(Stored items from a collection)

------------------------

PR #852, opened 2026-07-02
Release

fiddur:


apps/backend/src/services/safe-fetch.ts
```diff
@@ -0,0 +1,103 @@
...
+}
+
+const isBlockedIPv6 = (raw: string): boolean => {
+  const ip = raw.toLowerCase()
+  // Any address whose high bits are all zero (starts with `::`) is special-use:
+  // unspecified (::), loopback (::1), IPv4-mapped (::ffff:x), or IPv4-compatible
+  // (::x / ::7f00:1). Global unicast is 2000::/3 and never starts with `::`, so
+  // real hosts are unaffected while embedded-IPv4 tricks are all blocked.
+  if (ip.startsWith('::')) return true
+  if (ip.startsWith('64:ff9b:')) return true // NAT64 (embeds an IPv4 in the low bits)
```
fiddur, line 41: Minor / defense-in-depth: the docstring above claims "embedded-IPv4 tricks are all blocked," but `isBlockedIPv6` doesn't cover 6to4 (`2002::/16`, which embeds an arbitrary IPv4 in bits 16–47, e.g. `2002:c0a8:0101::` → 192.168.1.1) or Teredo (`2001:0::/32`). A host whose AAAA record resolves to one of these would pass the guard. Practical exploitability is low (reaching the embedded IPv4 needs a 6to4/Teredo route, which modern hosts lack), but it's cheap to add `2002:`/`2001:0:` checks alongside the NAT64 line to match the stated guarantee. Non-blocking.

fiddur (commented):
✅ Approved

**Release PR (develop → main)** — a large batch (265 files, ~25k insertions) of already-merged, individually-reviewed feature work: federated challenges, activity feed + ActivityPub, public shared dashboards, breakdown masking, a calories/BMR refactor, an expanded correlations engine, and food-item portions.

I reviewed the wiring/sync/dedupe layer, SSRF guard, breakdown masking, feed keypair, Sentry init, frontend redirect guards, chart-data HR-zone bucketing, metrics queries, and api-spec schema compliance directly, and fanned out deep reviews across the six major new subsystems (challenge federation, feed/ActivityPub, public sharing, calories, correlations, meals/food-items). **No blocking defects surfaced.** The security-critical boundaries are notably careful and well-tested: the public `/series` endpoint enforces its full authorization set in SQL and re-clamps ranges; public dashboards resolve minimal server-side figures with breakdown masking applied to both series names and their data; challenge federation applies the SSRF guard on every outbound fetch with security-critical axios options placed after the config spread so callers can't relax them; the ActorKeyPair upsert is race-safe; all new DB modules have integration tests; SQL is parameterized (dynamic SET clauses use hard-coded column whitelists); and snake_case / typedRouter / api-spec-single-source conventions hold throughout.

Only minor, non-blocking observations are worth recording:

- **safe-fetch SSRF (defense-in-depth):** `isBlockedIPv6` covers `::`-prefixed forms and NAT64 but not 6to4 (`2002::/16`, which embeds an arbitrary IPv4) or Teredo (`2001:0::/32`), while the docstring claims "embedded-IPv4 tricks are all blocked." Practical exploitability is low (reaching the embedded IPv4 requires 6to4/Teredo routing, which modern hosts don't have), but it contradicts the stated guarantee and is cheap to close. Inline note below. `dns.lookup` also has no timeout, so a stalling resolver can hang a request before axios's timeout applies.
- **Challenge local-join asymmetry:** the same-instance join path (`challenge-federation.ts`) writes the member directly without the `join_token` check or the `MAX_CHALLENGE_MEMBERS` cap that the remote register-back path enforces. Capability-consistent (the slug is unguessable and an authed local user adds only their own identity), so low impact.
- **Public boards expose owner-authored config strings:** a correlation widget's `activity` (which may be a location/tag value) and a trend/bar widget's `pattern` fallback title render to anonymous viewers with no masking option, unlike breakdown fields. These are values the owner chose to publish, so a follow-up enhancement rather than a broken guarantee.
- **Calories DST edge case:** per-minute BMR floor uses a fixed `bmr/1440` while the day loop iterates the actual local-day minute count, so the daily BMR floor is off by ~one hour of BMR on the two DST-transition days per year. Low impact.
- **`GET /challenges/:id/standings`** reads `req.query.refresh` without declaring the `QueryParams` generic / `validateQuery` per the typedRouter convention (trivial toggle).

None of these block the release; recommending merge.

PR #853, opened 2026-07-02
feat(sharing): dynamic Open Graph preview images via Satori (#834)

fiddur:
Part 2 of the **#834** epic (rich link previews). Builds on #851.

## What & why

Public share pages now expose a **dynamically rendered 1200×630 preview image** at `<resource-url>/opengraph-image.png`, so a pasted link shows a branded card instead of the generic default.

- **Satori** renders a branded card (title + `DASHBOARD`/`CHALLENGE`/`PROFILE` eyebrow + Aurboda wordmark) to SVG; **sharp** (already a dependency) rasterizes it to PNG — no headless browser, works in the Alpine image.
- `og:image` / `twitter:image` for public dashboards, challenges, and profiles now point at the per-resource endpoint. Non-public / unknown / invalid resources **redirect (302) to the branded static default**, so a private resource never yields a bespoke image.
- Fonts (**Liberation Sans**, OFL-1.1) are bundled under `src/assets/fonts/` since the production image has no system fonts.
- Rendered PNGs are memoised in a small bounded in-process cache and served `public, max-age=3600`.

## Sample render

Title + eyebrow + wordmark on the brand gradient (rendered by the pipeline in tests):

`DASHBOARD` → **Training & effect over two years** → ◎ Aurboda

## Design

- `services/og-image.ts` — pure render (`renderOgImage(card)` → PNG `Buffer`); Satori's element tree built by hand (no JSX/React runtime in the backend).
- `routes/og-image-router.ts` — visibility-aware, **dependency-injected** resolvers + renderer (unit-tested with fakes), mounted **before** the share-html router so image routes win over the generic `/u/:username/:slug` HTML route.

## Tests

38 unit tests (real Satori→sharp render asserts 1200×630 PNG; router asserts render/redirect/caching per visibility). `pnpm check` green.

## Follow-ups

3. Avatars · 4. Editable dashboard text · 5. oEmbed + polish


docs/features/sharing.md
```diff
@@ -87,11 +87,16 @@ get the full SPA and hydrate normally — only the head is enriched.
...
-- Every card references a 1200×630 preview image. For now this is a branded default
-  (`/og-default.png`); a dynamically generated per-resource card is a follow-up.
-- **Visibility is respected**: rich meta is emitted only for **public** resources.
-  Unlisted (slug-only) dashboards and unknown URLs get generic site meta, so an
-  unlisted resource's title never lands in a crawler's cache or a search index.
+- Every public resource has a **dynamically rendered 1200×630 preview image** at
+  `<resource-url>/opengraph-image.png`. Satori renders a branded card (title +
+  DASHBOARD/CHALLENGE/PROFILE eyebrow + Aurboda wordmark) to SVG and sharp
+  rasterizes it to PNG; fonts are bundled (no system fonts in the image). Renders
+  are memoised in-process and cached `public, max-age=3600`. Chart-less / non-public
```
fiddur: "Chart-less" is a bit confusing here — these cards never contain a chart (they're title + eyebrow + wordmark), so there's no chart-less vs. charted distinction. The actual fallback condition is simply non-public / unknown / invalid-username resources. Consider dropping "Chart-less /".

fiddur (commented):
✅ Approved

Solid, well-tested feature. The new `/u/.../opengraph-image.png` endpoints reuse the same `createShareResolvers()` and `is_public` gating as the share-HTML router, and are correctly mounted **before** it so the specific image routes win over the generic `/u/:username/:slug` HTML route. Visibility is respected end-to-end: only public dashboards/challenges/profiles render a bespoke card; unlisted/unknown/invalid all 302 to the static `/og-default.png`, and `share-meta` only points `image` at `resourceOgImage(url)` on the same public paths — so the meta URL and the rendered card can never diverge. Cache keys include the resource name, so a rename produces a fresh render rather than a stale one. Good unit coverage across the router (fakes), the renderer (real Satori+sharp PNG dimension checks), and the meta builders.

I checked the one thing that looked risky — user-controlled titles (dashboard/challenge names) containing emoji/CJK/etc. that aren't in Liberation Sans. Satori does **not** throw on missing glyphs when no `loadAdditionalAsset` is supplied (it falls back to the default font and renders `.notdef` boxes), so those titles produce tofu rather than a 500. No crash there.

Non-blocking hardening notes (fine as follow-ups):
- **No in-flight de-dup on a cold cache.** `sendImage` checks the cache, and only after `await renderImage(...)` completes does it populate the entry. N simultaneous requests for the same not-yet-cached key (e.g. a fresh share hit by several crawlers/clients at once) all miss and run N identical CPU-heavy Satori+sharp renders in parallel. A per-key in-flight `Promise` map would collapse those to one.
- **No render concurrency/rate limit on an unauthenticated CPU-heavy path.** These routes have no rate limiting, and with the 200-entry FIFO cache, rotating through >200 distinct public resources thrashes the cache and forces a re-render every request. Low risk for this app's scale, but worth keeping in mind.

Minor: one doc-wording nit inline.

apps/backend/src/routes/og-image-router.ts
```diff
@@ -0,0 +1,109 @@
...
+        if (oldest !== undefined) cache.delete(oldest)
+      }
+      cache.set(key, png)
+      return png
+    } finally {
+      inFlight.delete(key)
+    }
+  }
+
+  const sendImage = async (res: Response, key: string, card: OgCard): Promise<void> => {
```
fiddur, line 75: Non-blocking: every other failure mode in this feature degrades gracefully to the static default image, but a `renderImage` rejection here (e.g. a transient sharp/Satori failure, or a title with a glyph the bundled fonts can't render) propagates as a 500 via Express 5's default error handler rather than falling back. Since the whole design goal is "always yield *some* image," consider wrapping `render()` and redirecting to `defaultOgImage(webHost)` on error so a broken render doesn't leave a public resource with no `og:image`. Fine to leave as a follow-up.

fiddur (commented):
✅ Approved

Solid, well-tested feature. The dynamic OG-image endpoint is a pure function of resolved card data, visibility is enforced consistently with the existing share-html router (only `is_public` resources render; everything else — unlisted, unknown, invalid username — redirects to the branded default, so nothing private leaks), and usernames are validated through the shared `isValidUsername` before any DB routing. The in-process cache is keyed on resource identity **plus name**, so a rename produces a fresh key rather than a stale image, and concurrent cold-cache misses collapse into a single Satori render via `inFlight`. Tests cover the render output, dimensions, memoisation, concurrency collapse, and each redirect path. All callers of the `share-meta` builders were updated to drop the now-unused `webHost` param, and docs are kept in sync.

A few things I verified: Express 5 forwards async-handler rejections to the default error middleware, so a Satori/sharp render failure returns a 500 (no hung request or process crash); `inFlight` is cleared in `finally` so failures aren't negatively cached. One non-blocking robustness note inline about degrading render failures to the default image rather than 500, to match the feature's "always fall back to the branded default" design. Not required for merge.

apps/backend/src/services/og-image.ts
```diff
@@ -0,0 +1,149 @@
...
+export interface OgCard {
+  kind: 'dashboard' | 'challenge' | 'profile'
+  title: string
+  subtitle?: string
+}
+
+const FONT_FAMILY = 'Liberation Sans'
+const fontDir = fileURLToPath(new URL('../assets/fonts/', import.meta.url))
+
+let fontsPromise: Promise<Font[]> | null = null
```
fiddur: Non-blocking: `fontsPromise` is a module-level mutable variable, which is in mild tension with the repo's "avoid module-level variables / singletons" guideline. It's a benign write-once memoization of immutable font data, so this is fine as-is; if strict adherence is preferred, the font loader could live in a closure created by the router/service factory instead.

fiddur (commented):
✅ Approved

Clean, well-tested feature. The dynamic OG-image endpoint correctly mirrors the visibility logic of the existing share-html router (only `is_public` resources render a bespoke card; private/unlisted/unknown redirect to the branded static default), so no private-resource title or image ever leaks. Nice touches: the concurrency-collapse `inFlight` map avoids N parallel CPU-heavy Satori renders on a cold cache, rejected renders are never cached (and degrade to the default rather than a 500), and the cache key embeds the resource `name` so renames don't serve stale titles. Route ordering (og-image mounted before share-html) is correct, and the `/opengraph-image.png` URL suffix can't collide with a real resource since dashboard/challenge slugs are random base64url tokens. DI is good — `renderImage` and the resolvers are injected, which the tests exercise with fakes. `share-meta.ts` was cleanly refactored to drop the now-unused `webHost` param and point `og:image` at `resourceOgImage(url)`, with tests updated to match.

Only a minor, non-blocking note below about a module-level mutable variable. Note: I couldn't run the suite locally (no `node_modules` in this worktree), but the tests read correctly and CI covers execution.

apps/backend/src/routes/og-image-router.ts
```diff
@@ -0,0 +1,117 @@
...
+      }
+      cache.set(key, png)
+      return png
+    } finally {
+      inFlight.delete(key)
+    }
+  }
+
+  const redirectToDefault = (res: Response): void => {
+    res.redirect(302, defaultOgImage(webHost))
```
fiddur, line 72: Minor: the default-image redirect sets no `Cache-Control`, while the rendered-image path uses `max-age=3600`. Every crawler hit on a non-public/unknown/invalid share URL will re-run the DB resolve and re-redirect with no caching hint. Consider adding a `Cache-Control` header here (even a shorter max-age) for consistency and to shed repeated load. Non-blocking.

fiddur (commented):
✅ Approved

Solid, well-scoped feature. The Satori→sharp rendering is a pure function of resolved card data, visibility is re-checked on every request before rendering (private/unlisted/unknown/invalid all redirect to the branded default), and the bounded render cache + in-flight collapsing sensibly bound the CPU cost of an unauthenticated endpoint — renders only ever happen for the finite set of existing public resources. Routing precedence is correct: the OG router is mounted before the share-html router and its `/opengraph-image.png` suffix routes win over the generic `/u/:username/:slug` HTML route, and nginx already proxies the whole `/u/` subtree to the backend so the `.png` requests reach it. Conventions are respected (console.error matches the repo's logging style; plain `Router()` matches the sibling share-html-router precedent for non-JSON routers; snake_case fields preserved). Docs and the bundled-font license note are updated. I built api-spec, ran all new tests (27 passing) and `pnpm check` (0 errors) locally to confirm.

One design nuance worth noting (non-blocking): the "always yield some image" guarantee only covers render failures in `sendImage`'s try/catch — it does not cover the `resolveDashboard`/`resolveChallenge`/`profileExists` calls. An unexpected (non-`3D000`) DB error there rejects the handler and, under Express 5, is auto-forwarded to the default error handler as a 500 rather than degrading to the default image. This matches the existing share-html-router behavior, so it's not a regression, just a limit on the stated robustness.

fiddur (commented):
✅ Approved

Solid, well-scoped feature. Dynamic OG cards are rendered with Satori→sharp behind a factory-created renderer, and the router is mounted before the share-html router so `/u/.../opengraph-image.png` wins over the generic HTML route.

Strengths worth calling out:
- **Visibility is respected end-to-end.** Only `is_public` dashboards/challenges/profiles get a rendered card; unlisted, unknown, and invalid resources 302 to the branded default, mirroring the share-html router's logic exactly — so a private resource's title never lands in a crawler cache.
- **`isValidUsername` is checked before any DB resolution**, consistent with the rule that a username selects the per-user database.
- **Robust failure/perf handling:** an in-process bounded cache plus an in-flight map collapses concurrent cold-cache misses into one CPU-heavy render, and any Satori/sharp failure degrades to the default image instead of a 500. Fonts are memoised inside a closure (no module-level state), matching the project's no-singleton guidance.

Verification I ran locally: `tsgo --noEmit` passes (0 errors), oxlint on the new files is clean, and the new tests pass — including the real Satori+sharp render producing a genuine 1200×630 PNG, the router's public/unlisted/unknown/invalid/degrade/concurrent-dedup cases, and the updated share-meta builders now pointing `og:image` at `<resource-url>/opengraph-image.png`.

One non-blocking FYI: only Liberation Sans (Latin) is bundled. I confirmed that a resource name containing CJK or emoji does **not** throw (so no 500 and no degrade) — Satori just renders those glyphs as blanks. That's an acceptable limitation given usernames are ASCII and names are usually Latin, but if non-Latin dashboard names become common you may want a fallback font or a `loadAdditionalAsset` hook. Nothing here blocks merge.

fiddur (commented):
✅ Approved

Solid, well-scoped feature. The dynamic OG image endpoint reuses `createShareResolvers` and mirrors `share-html-router`'s dashboard-before-challenge resolution exactly, so the HTML `og:image` URL and the image endpoint always agree on public/non-public — a private resource never yields a bespoke card. `nginx.conf` already proxies the whole `/u/` subtree to the backend, and the router is mounted before the share-html router, so `/u/.../opengraph-image.png` reaches this handler cleanly. The in-process cache (bounded FIFO) + `inFlight` dedup are correct: errors aren't cached, eviction is sound, and concurrent cold-cache misses collapse to a single render. Render/rasterize failures degrade to the branded default rather than 500-ing, which matches the documented "always yield an image" design. Fonts are bundled with proper OFL-1.1 attribution, module-level mutable state is avoided via closures, and the test coverage (public/unlisted/unknown/invalid, memoisation, concurrency collapse, failure degradation, real PNG dimensions) is thorough. Docs are updated.

- On a *transient* render failure for a genuinely public resource, `sendImage` falls back through `redirectToDefault`, which sets `Cache-Control: public, max-age=300` on the 302. So a one-off Satori/sharp hiccup can pin a public resource to the static default at the CDN/crawler layer for up to 5 minutes even after rendering recovers. Acceptable given the best-effort design, but you may want a shorter (or no) cache TTL specifically on the failure path vs. the deliberate non-public redirect.
- Now that every rendered card is a fixed 1200×630, consider emitting `og:image:width`/`og:image:height` in the share meta — some crawlers (Slack/Twitter/Facebook) lay out previews better when dimensions are declared. Optional enhancement, not required.
- `clampTitle` caps at 60 chars, but at `fontSize: 82` in the ~1040px usable width a much shorter title already wraps; Satori will wrap/overflow rather than clamp lines. Purely a visual-polish note.

None of these block merge.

------------------------

(WHAT IS NEEDED) Each line above that carries the string "emoji" has to be returned.

(COMPLETED EXERCISE)
I checked the one thing that looked risky — user-controlled titles (dashboard/challenge names) containing emoji/CJK/etc. that aren't in Liberation Sans. Satori does **not** throw on missing glyphs when no `loadAdditionalAsset` is supplied (it falls back to the default font and renders `.notdef` boxes), so those titles produce tofu rather than a 500. No crash there.
One non-blocking FYI: only Liberation Sans (Latin) is bundled. I confirmed that a resource name containing CJK or emoji does **not** throw (so no 500 and no degrade) — Satori just renders those glyphs as blanks. That's an acceptable limitation given usernames are ASCII and names are usually Latin, but if non-Latin dashboard names become common you may want a fallback font or a `loadAdditionalAsset` hook. Nothing here blocks merge.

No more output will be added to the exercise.